• [Recorded data]:
___

PR #2248, opened 2026-06-12
[STG-2277] fix(cli): actionable driver errors, result codes, and init-failure backoff

shrey150:
## Summary

Makes browse driver (browser session) failures actionable, classified, and self-correcting. Today an invalid `BROWSERBASE_API_KEY` surfaces a bare `Error: 401 Unauthorized` with no remediation, the 5s init-failure cache makes every retry instant and identical, and most driver failures reach telemetry as `unexpected`.

Linear: [STG-2277](https://linear.app/browserbase/issue/STG-2277/make-browse-driver-errors-actionable-with-result-codes-and-init)

## Impact if merged

This targets the browse CLI's largest failure mode by volume and by user pain. A small set of installs stuck in get/screenshot retry loops generates the overwhelming majority of all CLI telemetry, including a meaningful share from tagged claude-code and codex agents on current versions — exactly the target ICP (coding agents driving browsers). Root cause (smoke-tested): any `BROWSERBASE_API_KEY` forces remote mode; an invalid key surfaces a bare `Error: 401 Unauthorized` with no remediation, and the 5s init-failure cache makes every retry instant, so agents can't self-correct and loop forever. Separately, many users hit missing_api_key/auth_401, and `open` — whose failures are mostly unclassifiable today (result_code `unexpected`) — gates activation: a failed first command sharply cuts the odds a user ever activates, and we see significantly higher retention among users who succeed early. This PR makes auth/driver failures actionable (agents recover in one turn) and classified (we can finally measure why open fails).

## Implementation notes

- **Remote init classification** (`remote.ts`): new `classifyRemoteInitError()` duck-types the SDK error's `status` — 401 → `remote_auth_401` (invalid-key message with settings link, `--local`, `browse doctor`), 403 → `remote_auth_403` (permissions/plan wording, same escape hatches), other → `remote_session_create_failed` (original message preserved + `browse doctor` pointer). Wired through the `RemoteCapability` interface so local-only builds compile.
- **Chrome-not-found** (`session-manager.ts`): chrome-launcher's `ERR_LAUNCHER_NOT_INSTALLED` / `ERR_LAUNCHER_PATH_NOT_SET` failures in managed-local mode get install/`--cdp`/remote guidance instead of leaking launcher internals.
- **Init-failure backoff**: cached init failures now back off exponentially — `min(5s * 2^(n-1), 5min)` — reset on success and `close()`. After ≥3 consecutive failures the cached message gains a `(failing repeatedly — fix BROWSERBASE_API_KEY, use --local, or run browse doctor)` suffix (deduped on rethrow).
- **Result codes over the daemon protocol**: `ErrorResponseSchema` gains optional `code`/`httpStatus` (backward compatible — old daemons omit them); the daemon's `formatError` surfaces them from typed `DriverError`s; the client rethrows as `CommandFailure` with `resultCode`/`httpStatus` so the existing #2210 telemetry plumbing records them. Client-side fail sites tagged: `daemon_lock_timeout`, `daemon_unresponsive`, `daemon_socket_timeout`, `daemon_spawn_failed`. Already-authored driver errors tagged: `stale_ref` (unknown ref), `no_active_page`.
- **Local-only build contract preserved**: remediation strings that mention `BROWSERBASE_API_KEY` live behind the remote capability (`driverInitHints()`), so the `build:local-only` artifact stays key-free (guarded by the existing `local-only-build.test.ts`, which caught the first draft).

## E2E Test Matrix

| --- | --- | --- |
| `BROWSERBASE_API_KEY=bb_invalid_test <local build> get url` | `Browserbase rejected your BROWSERBASE_API_KEY (401 Unauthorized). A set key makes browse default to remote mode. Check the key at https://browserbase.com/settings, run without one using --local (browse open <url> --local), or diagnose with browse doctor.` exit=1 | Proves the new 401 classification flows daemon → protocol → client → stderr end-to-end against the real Browserbase API. |
| Same command 4x rapidly (cached failure window) | Identical actionable message each time, ~400ms per run (no remote round-trip) | Proves cached failures keep the actionable message and stay instant; does not by itself prove backoff growth. |
| Same command after 6s, then after 11s more (real failures #2, #3) | Message gains ` (failing repeatedly — fix BROWSERBASE_API_KEY, use --local, or run browse doctor)` suffix, exactly once, exit=1 | Proves the ≥3-consecutive-failures hint and suffix dedupe on the live failure path. |
| Valid key: `open https://example.com` → `get title` → `stop` | `"mode": "remote" ... "title": "Example Domain"`, then `{"title": "Example Domain"}`, then `{"stopped": true}` | Proves the remote happy path is unchanged (no regression in outputs or exit codes). |
| `env -u BROWSERBASE_API_KEY <local build> open https://example.com --local` → `get url` | `"mode": "managed-local" ... "url": "https://example.com/"`, then `{"url": "https://example.com/"}` exit=0 | Proves keyless managed-local mode is unaffected. |
| `get text @9-99` on the local session | `Unknown ref "9-99" - run browse snapshot first to populate refs (have 0 refs).` exit=1 | Proves the stale-ref message is unchanged while now carrying `stale_ref` through the protocol (round-trip unit-tested). |
| `browse doctor` with and without key | `Status: ok` in both; `target remote` with key, `target managed-local` without | Proves doctor behavior unchanged. |
| `pnpm build` + `pnpm lint` (prettier, eslint, tsc) | All pass | Supporting only. |
| `pnpm test:cli` | 16 files / 228 tests pass, incl. new `driver-errors.test.ts` (classification, backoff schedule, chrome-not-found detection, protocol round-trip, key-free local-only hints) and the `local-only-build` artifact guard | Supporting; covers mappings and the local-only security contract not exercised by live smokes. |

---
## Summary by cubic
Makes browse driver failures actionable and self-correcting with classified result codes and exponential init backoff. Addresses Linear STG-2277 by giving clear fixes for bad `BROWSERBASE_API_KEY`, missing Chrome/Chromium, and daemon issues, while improving telemetry.

- **New Features**
  - Classify remote init errors into actionable messages with codes: `remote_auth_401`, `remote_auth_403`, `remote_session_create_failed` (with links to settings, `--local`, and `browse doctor`).
  - Add error result codes to the daemon protocol (`code`, `httpStatus`) and propagate to the client for telemetry.
  - Exponential backoff for cached init failures (5s doubling, capped at 1 minute) with a “failing repeatedly” hint after 3 failures.
  - Tag common failures with stable codes: `daemon_lock_timeout`, `daemon_unresponsive`, `daemon_socket_timeout`, `daemon_spawn_failed`, `stale_ref`, `no_active_page`, `no_chrome_found`.
  - Use `http-status-codes` for status mapping and extract chrome-launcher error codes to a constant (no behavior change).

- **Bug Fixes**
  - Chrome-not-found now gives Chromium-first guidance: Linux `apt install chromium`; macOS `brew install --cask google-chrome` or set `CHROME_PATH` for Chromium, plus `--cdp` or remote as options.
  - Keep the local-only build key-free by moving `BROWSERBASE_API_KEY` remediation strings behind the remote capability.

<sup>Written for commit b7a3f7e1fb367426e546836a00a0abb29d343cfc. Summary will update on new commits.</sup>

<a href="https://cubic.dev/pr/browserbase/stagehand/pull/2248?utm_source=github" target="_blank" rel="noopener noreferrer" data-no-image-dialog="true"><picture><source media="(prefers-color-scheme: dark)" srcset="https://www.cubic.dev/buttons/review-in-cubic-dark.svg"><source media="(prefers-color-scheme: light)" srcset="https://www.cubic.dev/buttons/review-in-cubic-light.svg">Review in cubic</picture></a>


packages/cli/src/lib/driver/remote.ts
```diff
@@ -38,6 +40,51 @@ export function remoteStagehandOptions(): StagehandConstructorOptions {
...
+    code: "remote_session_create_failed",
+    ...(httpStatus !== undefined ? { httpStatus } : {}),
+    message: `Failed to start a remote (Browserbase) session: ${original}\nRun browse doctor to diagnose remote connectivity.`,
+  };
+}
+
+export function driverInitHints(): DriverInitHints {
+  return {
+    chromeNotFound:
+      "Chrome was not found on this machine. Install Chrome (https://www.google.com/chrome/), attach to a running browser with --cdp <port>, or set BROWSERBASE_API_KEY to use a remote browser.",
```
shrey150: shouldn't we tell them to use brew install for installing chrome, or tell them to install chromium?

packages/cli/src/lib/driver/remote.ts
```diff
@@ -38,6 +40,51 @@ export function remoteStagehandOptions(): StagehandConstructorOptions {
...
+ * stable result code. Browserbase SDK errors carry an HTTP `status`.
+ */
+export function classifyRemoteInitError(
+  error: unknown,
+): RemoteInitErrorClassification {
+  const status = (error as { status?: unknown } | null | undefined)?.status;
+  const httpStatus = typeof status === "number" ? status : undefined;
+  const original = error instanceof Error ? error.message : String(error);
+
+  if (httpStatus === 401) {
```
shrey150: didn't another downstream PR handle this [here](https://github.com/browserbase/stagehand/pull/2245)? or is this just a user-facing descriptive error

packages/cli/src/lib/driver/remote.disabled.ts
```diff
@@ -25,6 +27,27 @@ export function remoteStagehandOptions(): StagehandConstructorOptions {
...
+    code: "remote_session_create_failed",
+    message: error instanceof Error ? error.message : String(error),
+  };
+}
+
+export function driverInitHints(): DriverInitHints {
+  // Key-free variants: a local-only artifact must not mention the API key.
+  return {
+    chromeNotFound:
+      "Chrome was not found on this machine. Install Chrome (https://www.google.com/chrome/) or attach to a running browser with --cdp <port>.",
```
shrey150: same here, we should remove google.com/chrome and advocate for chromium right

packages/cli/src/lib/driver/remote.ts
shrey150: Addressed in [7a891ffbd](https://github.com/browserbase/stagehand/commit/7a891ffbd) — chromium-first per platform reality: chrome-launcher detects `chromium`/`chromium-browser` binaries on Linux (the dominant failing cohort: 14.5k linux users attempted open in 30d), but on macOS its finder only matches `*Chrome.app` patterns — Chromium there requires `CHROME_PATH`. New message: "Install one (Linux: apt install chromium · macOS: brew install --cask google-chrome, or Chromium with CHROME_PATH set)…". The google.com/chrome URL is gone.

packages/cli/src/lib/driver/remote.disabled.ts
shrey150: Addressed in [7a891ffbd](https://github.com/browserbase/stagehand/commit/7a891ffbd) — same change applied to the key-free local-only variant (minus the BROWSERBASE_API_KEY clause, which the local-only artifact guard forbids). URL removed, chromium advocated where the finder can actually detect it; 19/19 driver-error + local-only-guard tests green.

packages/cli/src/lib/driver/remote.ts
shrey150: Different layer, deliberately complementary: #2245 is the *skill docs* — it tells agents how to *react* to a 401 (fix key / unset / --local). This string is the runtime error itself, which is what makes the failure self-describing for everyone who hits it **without** the skill installed — which is most of the death-loop population today (the skill nudge in #2200 exists precisely because they don't have it). The docs reference the behavior, not this string, so there's no duplication to drift.

ajmcquilkin: Nit: we use https://www.npmjs.com/package/http-status-codes in `api` for this

packages/cli/src/lib/driver/session-manager.ts
```diff
@@ -21,15 +22,45 @@ export type DriverContext = Stagehand["context"];
...
+/**
+ * Exponential backoff for cached init failures: 5s, 10s, 20s, ... capped at
+ * 5 minutes. Prevents agents stuck in retry loops from hammering init while
+ * still allowing a quick retry after the first failure.
+ */
+export function initFailureBackoffMs(consecutiveFailures: number): number {
+  const attempt = Math.max(1, consecutiveFailures);
+  return Math.min(
+    INIT_FAILURE_RETRY_MS * 2 ** (attempt - 1),
+    INIT_FAILURE_RETRY_MAX_MS,
```
ajmcquilkin, line 49: Nit: imo 300 seconds is too long for a backoff

packages/cli/src/lib/driver/session-manager.ts
```diff
@@ -21,15 +22,45 @@ export type DriverContext = Stagehand["context"];
...
+  );
+}
+
+/** chrome-launcher signals "no Chrome on this machine" via these codes. */
+export function isChromeNotFoundError(error: unknown): boolean {
+  const code = (error as { code?: unknown } | null | undefined)?.code;
+  if (
+    code === "ERR_LAUNCHER_NOT_INSTALLED" ||
```
ajmcquilkin: Can we import these from a constant from `chrome-launcher` as constants? Hard-codes spook me lol

packages/cli/src/lib/driver/session-manager.ts
```diff
@@ -311,3 +359,35 @@ async function safeTitle(page: DriverPage): Promise<string> {
...
+  if (error instanceof DriverError) return error;
+
+  if (target.kind === "remote") {
+    const { code, httpStatus, message } = (
+      await getRemote()
+    ).classifyRemoteInitError(error);
+    return new DriverError(message, { cause: error, code, httpStatus });
+  }
+
+  if (target.kind === "managed-local" && isChromeNotFoundError(error)) {
```
ajmcquilkin, line 386: Same "const-ify this" nit

packages/cli/tests/driver-errors.test.ts
```diff
@@ -0,0 +1,158 @@
...
+  it("handles non-Error values and non-numeric statuses", () => {
+    const classified = classifyRemoteInitError("boom");
+    expect(classified.code).toBe("remote_session_create_failed");
+    expect(classified.message).toContain("boom");
+  });
+});
+
+describe("initFailureBackoffMs", () => {
+  it("doubles from 5s per consecutive failure", () => {
+    expect(initFailureBackoffMs(1)).toBe(5_000);
```
ajmcquilkin: A nice pattern here is a "table test" which could handle most/all of the `initFailureBackoffMs` tests

```typescript
const tests = [
  { failureCount: 1, expectedBackoffMs: 5_000, description: "..." },
  { failureCount: 2, expectedBackoffMs: 10_000, description: "..." },
  { failureCount: 3, expectedBackoffMs: 20_000, description: "..." },
  { failureCount: 4, expectedBackoffMs: 40_000, description: "..." },
  // ...
];

tests.forEach(({ failureCount, expectedBackoffMs, description }) => {
  it(description, (t) => {
    expect(initFailureBackoffMs(failureCount).toEqual(expectedBackoffMs);
  }); 
});
```

ajmcquilkin (approved):

packages/cli/src/lib/driver/remote.ts
shrey150: Done in [03cd23539](https://github.com/browserbase/stagehand/commit/03cd23539) — added `http-status-codes` (^2.3.0, matching server-v3) and switched to `StatusCodes.UNAUTHORIZED`/`StatusCodes.FORBIDDEN`.

packages/cli/src/lib/driver/session-manager.ts
shrey150: Done in [03cd23539](https://github.com/browserbase/stagehand/commit/03cd23539) — lowered the backoff cap from 300s to 60s (sequence is now 5s, 10s, 20s, 40s, 60s, 60s…). Happy to drop to 30s if you'd prefer.

packages/cli/src/lib/driver/session-manager.ts
shrey150: Done in [03cd23539](https://github.com/browserbase/stagehand/commit/03cd23539) — extracted to a named `CHROME_NOT_FOUND_ERROR_CODES` set. Heads up: chrome-launcher only exposes these as a `const enum` (`LaunchErrorCodes` in its internal utils), which can't be imported directly — const enums are erased at build time and `isolatedModules` forbids cross-module access. So the constant documents chrome-launcher as the source rather than importing it; left a comment saying so.

packages/cli/src/lib/driver/session-manager.ts
shrey150: Covered by the same change in [03cd23539](https://github.com/browserbase/stagehand/commit/03cd23539) — there's only one copy of those codes now (the `CHROME_NOT_FOUND_ERROR_CODES` set), used by `isChromeNotFoundError`. The remaining literals here (`target.kind === "managed-local"`, `code: "no_chrome_found"`) are typed-union / result-code-taxonomy values used inline throughout the package (cloud/api.ts, skills/install.ts, etc.), so I left them as-is for consistency rather than const-ifying one site.

packages/cli/tests/driver-errors.test.ts
shrey150: Done in [03cd23539](https://github.com/browserbase/stagehand/commit/03cd23539) — `initFailureBackoffMs` is now an `it.each` table (failure count → expected ms), including the cap and nonsense-count rows.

___

For each line above that carries the word "function", copy it out.

@@ -38,6 +40,51 @@ export function remoteStagehandOptions(): StagehandConstructorOptions {
+export function driverInitHints(): DriverInitHints {
@@ -38,6 +40,51 @@ export function remoteStagehandOptions(): StagehandConstructorOptions {
+export function classifyRemoteInitError(
@@ -25,6 +27,27 @@ export function remoteStagehandOptions(): StagehandConstructorOptions {
+export function driverInitHints(): DriverInitHints {
+export function initFailureBackoffMs(consecutiveFailures: number): number {
+export function isChromeNotFoundError(error: unknown): boolean {
@@ -311,3 +359,35 @@ async function safeTitle(page: DriverPage): Promise<string> {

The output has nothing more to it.